Although designated rock & roll by contemporary observers, the sound of The Three Chuckles is closer to vocal pop, in hindsight. They formed in 1949, naming themselves after a popular candy of the day, and played East Coast establishments. Original accordionist/keyboardist Phil Benti left the group in the mid-1950s and was replaced with Teddy Randazzo, then a teenager. In 1954, they recorded a song called "Runaround", written by a truck driver named Cirino Colacrai, and released it on Boulevard Records as the B-side to "At Last You Understand". The single was picked up for national distribution by RCA Victor, and "Runaround" became a hit, peaking at No. 20 on the US national chart.

With their newfound fame, Randazzo became the lead singer and songwriter. They scored two further hits on the new Billboard charts: "Times Two, I Love You" (No. 67, 1955) and "And the Angels Sing" (No. 70, 1956).
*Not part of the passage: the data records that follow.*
PR #1456, opened 2023-06-30
Added pretraining config files for MoCo and SimCLR 

AABNassim:
on oli_tirs_toa with a ResNet-50 and ViT-S backbone


AABNassim:

adamjstewart (approved):
Thanks!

In 1956 the Three Chuckles performed the song "Cinnamon Sinner" in the movie, The Girl Can't Help It. Also in 1956, Alan Freed offered them a spot in his movie Rock, Rock, Rock; following this Randazzo left the group for a solo career. Jackie Farrell joined after Randazzo left, but the group did not return to record, and broke up by 1958. Randazzo recorded solo.

In 1997, Collectables Records issued a collection of Three Chuckles songs on CD.

Russ Gilberto (real name Thomas J. Gilberto) died on February 28, 1981, at the age of 60. Phil Benti (real name Philip Bentivegna) died in Nassau, New York, on January 10, 1983, at the age of 52. Teddy Randazzo died in Orlando, Florida on November 21, 2003, at the age of 68. Tommy Romano continued in the music industry, performing into the 1970s. He died on February 13, 2013, at the age of 84.

==Members==
- Tommy Romano - vocals, guitar
- Tommy "Russ" Gilberto - vocals, bass
- Phil Benti - accordion
- Teddy Randazzo - accordion, vocals
- Jackie Farrell - accordion

==Album discography==
- The Three Chuckles (RCA Victor, 1956), with Marty Gold and His Orchestra
- We're Gonna Rock Tonight (Patti, n.d.)
===Compilation===
- Golden Classics (Collectibles, 1997)
- Golden Oldies (Essential Media, n.d.)